(Collected data entries)
Start of Block
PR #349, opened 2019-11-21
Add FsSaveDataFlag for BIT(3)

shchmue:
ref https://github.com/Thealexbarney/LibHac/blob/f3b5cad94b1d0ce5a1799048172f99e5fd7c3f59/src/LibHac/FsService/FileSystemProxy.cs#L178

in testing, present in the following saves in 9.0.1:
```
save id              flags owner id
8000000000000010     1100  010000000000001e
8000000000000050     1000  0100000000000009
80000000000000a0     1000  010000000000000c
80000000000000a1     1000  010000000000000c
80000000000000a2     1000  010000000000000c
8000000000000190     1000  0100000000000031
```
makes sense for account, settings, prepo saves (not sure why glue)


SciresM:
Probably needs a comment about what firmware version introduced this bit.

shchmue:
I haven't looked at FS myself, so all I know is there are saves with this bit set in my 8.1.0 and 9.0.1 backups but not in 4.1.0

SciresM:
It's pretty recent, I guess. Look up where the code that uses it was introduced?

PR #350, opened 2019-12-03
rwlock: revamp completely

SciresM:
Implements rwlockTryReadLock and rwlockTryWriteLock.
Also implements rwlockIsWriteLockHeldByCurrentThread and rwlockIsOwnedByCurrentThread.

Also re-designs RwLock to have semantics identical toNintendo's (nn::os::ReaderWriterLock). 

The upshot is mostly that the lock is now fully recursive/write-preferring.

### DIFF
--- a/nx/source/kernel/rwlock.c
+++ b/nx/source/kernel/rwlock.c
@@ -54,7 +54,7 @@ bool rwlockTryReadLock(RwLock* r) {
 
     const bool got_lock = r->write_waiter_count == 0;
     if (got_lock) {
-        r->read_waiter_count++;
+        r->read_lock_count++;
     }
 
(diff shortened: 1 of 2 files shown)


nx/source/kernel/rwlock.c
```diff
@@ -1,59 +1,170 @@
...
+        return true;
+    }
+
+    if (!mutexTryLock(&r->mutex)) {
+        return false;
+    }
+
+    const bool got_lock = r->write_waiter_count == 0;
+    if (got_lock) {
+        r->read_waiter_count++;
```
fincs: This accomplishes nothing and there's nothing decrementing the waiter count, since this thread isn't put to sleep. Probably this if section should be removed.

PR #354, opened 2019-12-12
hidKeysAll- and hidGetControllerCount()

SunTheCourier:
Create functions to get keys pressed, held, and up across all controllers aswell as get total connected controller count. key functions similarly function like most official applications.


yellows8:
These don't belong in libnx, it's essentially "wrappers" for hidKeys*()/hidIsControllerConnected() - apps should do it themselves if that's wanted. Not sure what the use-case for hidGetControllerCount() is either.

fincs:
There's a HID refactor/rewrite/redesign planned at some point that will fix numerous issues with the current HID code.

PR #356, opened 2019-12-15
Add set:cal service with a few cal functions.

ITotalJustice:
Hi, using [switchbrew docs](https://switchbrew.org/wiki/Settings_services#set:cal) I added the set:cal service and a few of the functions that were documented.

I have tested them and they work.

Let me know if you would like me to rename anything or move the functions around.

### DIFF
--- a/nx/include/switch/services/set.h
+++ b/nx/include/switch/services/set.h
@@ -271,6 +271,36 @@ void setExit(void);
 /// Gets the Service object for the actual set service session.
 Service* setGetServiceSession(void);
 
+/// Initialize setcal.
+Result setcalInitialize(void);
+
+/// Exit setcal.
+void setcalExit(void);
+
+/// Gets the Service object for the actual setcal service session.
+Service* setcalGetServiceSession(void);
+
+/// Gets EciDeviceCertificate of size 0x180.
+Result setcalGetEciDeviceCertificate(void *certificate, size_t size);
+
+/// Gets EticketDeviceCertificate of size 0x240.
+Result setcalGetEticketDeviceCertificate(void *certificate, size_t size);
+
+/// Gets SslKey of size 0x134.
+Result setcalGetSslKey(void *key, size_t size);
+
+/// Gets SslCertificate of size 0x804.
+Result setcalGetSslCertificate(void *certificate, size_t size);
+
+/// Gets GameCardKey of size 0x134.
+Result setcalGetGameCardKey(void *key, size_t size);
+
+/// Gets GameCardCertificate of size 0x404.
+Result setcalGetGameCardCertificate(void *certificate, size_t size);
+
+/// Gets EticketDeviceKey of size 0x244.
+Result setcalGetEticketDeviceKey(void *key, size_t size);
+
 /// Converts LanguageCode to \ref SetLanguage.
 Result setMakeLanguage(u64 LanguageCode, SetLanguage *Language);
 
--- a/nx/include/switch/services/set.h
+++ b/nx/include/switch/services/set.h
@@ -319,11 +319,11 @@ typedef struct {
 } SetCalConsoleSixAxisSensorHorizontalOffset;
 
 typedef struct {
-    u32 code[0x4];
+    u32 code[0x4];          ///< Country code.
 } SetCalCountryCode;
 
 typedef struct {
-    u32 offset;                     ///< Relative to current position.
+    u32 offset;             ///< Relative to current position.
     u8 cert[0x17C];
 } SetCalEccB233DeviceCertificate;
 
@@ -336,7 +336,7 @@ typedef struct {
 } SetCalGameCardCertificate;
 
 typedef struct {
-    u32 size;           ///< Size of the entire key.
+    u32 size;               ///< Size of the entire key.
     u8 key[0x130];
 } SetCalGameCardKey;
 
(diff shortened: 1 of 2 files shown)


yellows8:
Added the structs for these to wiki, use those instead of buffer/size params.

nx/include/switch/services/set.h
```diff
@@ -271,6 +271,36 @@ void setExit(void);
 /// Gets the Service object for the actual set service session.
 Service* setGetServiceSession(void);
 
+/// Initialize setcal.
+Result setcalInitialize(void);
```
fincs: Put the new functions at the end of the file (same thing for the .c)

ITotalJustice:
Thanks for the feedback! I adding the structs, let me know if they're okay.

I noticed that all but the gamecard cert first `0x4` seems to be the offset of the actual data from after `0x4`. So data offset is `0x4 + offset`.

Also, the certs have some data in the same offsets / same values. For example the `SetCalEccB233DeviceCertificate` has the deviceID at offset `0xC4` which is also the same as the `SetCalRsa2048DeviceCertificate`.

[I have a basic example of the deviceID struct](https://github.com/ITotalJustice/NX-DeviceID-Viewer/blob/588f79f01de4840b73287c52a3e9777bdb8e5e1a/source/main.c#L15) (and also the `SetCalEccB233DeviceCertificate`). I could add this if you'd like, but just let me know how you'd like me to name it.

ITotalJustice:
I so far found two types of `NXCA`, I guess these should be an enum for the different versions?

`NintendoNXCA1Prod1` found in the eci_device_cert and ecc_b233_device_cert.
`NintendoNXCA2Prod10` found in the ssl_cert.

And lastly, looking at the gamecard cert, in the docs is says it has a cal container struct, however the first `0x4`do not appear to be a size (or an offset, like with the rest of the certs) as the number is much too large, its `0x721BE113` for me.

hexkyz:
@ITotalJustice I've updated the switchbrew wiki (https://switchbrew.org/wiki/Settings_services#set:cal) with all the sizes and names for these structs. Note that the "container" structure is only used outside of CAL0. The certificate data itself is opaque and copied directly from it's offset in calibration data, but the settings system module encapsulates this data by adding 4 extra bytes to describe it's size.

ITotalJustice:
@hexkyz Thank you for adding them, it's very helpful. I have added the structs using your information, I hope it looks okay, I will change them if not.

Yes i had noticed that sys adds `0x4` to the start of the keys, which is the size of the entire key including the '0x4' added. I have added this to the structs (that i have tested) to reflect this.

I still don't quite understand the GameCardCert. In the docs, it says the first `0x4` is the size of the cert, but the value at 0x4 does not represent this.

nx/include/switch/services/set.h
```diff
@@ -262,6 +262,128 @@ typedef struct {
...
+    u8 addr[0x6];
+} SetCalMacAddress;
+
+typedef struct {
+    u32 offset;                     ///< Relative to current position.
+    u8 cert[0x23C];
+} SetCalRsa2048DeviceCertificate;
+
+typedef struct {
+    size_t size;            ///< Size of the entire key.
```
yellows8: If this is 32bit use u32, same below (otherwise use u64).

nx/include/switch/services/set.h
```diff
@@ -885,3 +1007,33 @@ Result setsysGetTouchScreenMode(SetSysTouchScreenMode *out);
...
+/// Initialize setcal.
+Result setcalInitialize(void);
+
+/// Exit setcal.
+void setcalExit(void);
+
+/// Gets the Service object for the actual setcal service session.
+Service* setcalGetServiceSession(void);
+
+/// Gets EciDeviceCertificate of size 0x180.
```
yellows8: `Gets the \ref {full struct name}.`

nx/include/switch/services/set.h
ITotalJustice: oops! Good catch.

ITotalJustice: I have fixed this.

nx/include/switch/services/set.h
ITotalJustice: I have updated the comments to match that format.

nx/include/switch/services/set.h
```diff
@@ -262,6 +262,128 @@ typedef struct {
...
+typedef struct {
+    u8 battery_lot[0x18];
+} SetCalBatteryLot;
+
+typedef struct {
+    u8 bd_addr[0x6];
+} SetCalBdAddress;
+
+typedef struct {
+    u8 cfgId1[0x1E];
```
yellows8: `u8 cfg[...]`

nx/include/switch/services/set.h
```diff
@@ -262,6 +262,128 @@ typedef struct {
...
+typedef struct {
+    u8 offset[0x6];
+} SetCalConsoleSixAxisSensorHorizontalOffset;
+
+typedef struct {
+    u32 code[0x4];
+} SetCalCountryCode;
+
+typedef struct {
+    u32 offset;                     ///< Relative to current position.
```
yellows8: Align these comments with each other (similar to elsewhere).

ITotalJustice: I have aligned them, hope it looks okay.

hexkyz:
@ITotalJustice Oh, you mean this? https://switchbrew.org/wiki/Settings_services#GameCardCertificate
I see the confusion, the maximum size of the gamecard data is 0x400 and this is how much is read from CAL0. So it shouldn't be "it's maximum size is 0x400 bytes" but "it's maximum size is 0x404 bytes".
End of Block
Start of Block
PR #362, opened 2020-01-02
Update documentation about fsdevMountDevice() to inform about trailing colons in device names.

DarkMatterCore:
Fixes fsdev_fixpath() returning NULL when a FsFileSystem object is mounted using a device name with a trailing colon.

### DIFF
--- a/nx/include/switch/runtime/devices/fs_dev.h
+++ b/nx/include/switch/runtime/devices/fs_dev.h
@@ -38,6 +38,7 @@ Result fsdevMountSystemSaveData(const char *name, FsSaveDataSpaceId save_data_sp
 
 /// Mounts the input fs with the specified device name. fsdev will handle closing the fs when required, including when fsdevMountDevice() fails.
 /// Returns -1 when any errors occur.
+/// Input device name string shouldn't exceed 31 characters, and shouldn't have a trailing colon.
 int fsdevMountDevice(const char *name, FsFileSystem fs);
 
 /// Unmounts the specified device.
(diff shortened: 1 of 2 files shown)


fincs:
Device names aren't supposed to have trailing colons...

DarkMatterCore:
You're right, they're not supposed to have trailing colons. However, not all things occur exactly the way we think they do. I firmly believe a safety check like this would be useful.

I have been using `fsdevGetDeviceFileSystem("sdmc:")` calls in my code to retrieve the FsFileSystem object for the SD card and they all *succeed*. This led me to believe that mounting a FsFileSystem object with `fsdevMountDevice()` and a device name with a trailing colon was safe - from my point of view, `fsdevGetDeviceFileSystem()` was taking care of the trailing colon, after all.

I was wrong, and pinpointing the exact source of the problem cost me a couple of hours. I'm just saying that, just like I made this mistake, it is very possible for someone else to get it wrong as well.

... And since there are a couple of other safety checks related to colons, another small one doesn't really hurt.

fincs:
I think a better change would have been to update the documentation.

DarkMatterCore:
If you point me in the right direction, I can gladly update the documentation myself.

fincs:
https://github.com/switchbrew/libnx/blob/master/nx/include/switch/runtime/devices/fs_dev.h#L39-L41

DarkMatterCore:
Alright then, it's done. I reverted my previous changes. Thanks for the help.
End of Block
YOUR INSTRUCTIONS
Check all the records above and select each line where the string "saves" is found.

REPLY TO THE TASK
in testing, present in the following saves in 9.0.1:
makes sense for account, settings, prepo saves (not sure why glue)
I haven't looked at FS myself, so all I know is there are saves with this bit set in my 8.1.0 and 9.0.1 backups but not in 4.1.0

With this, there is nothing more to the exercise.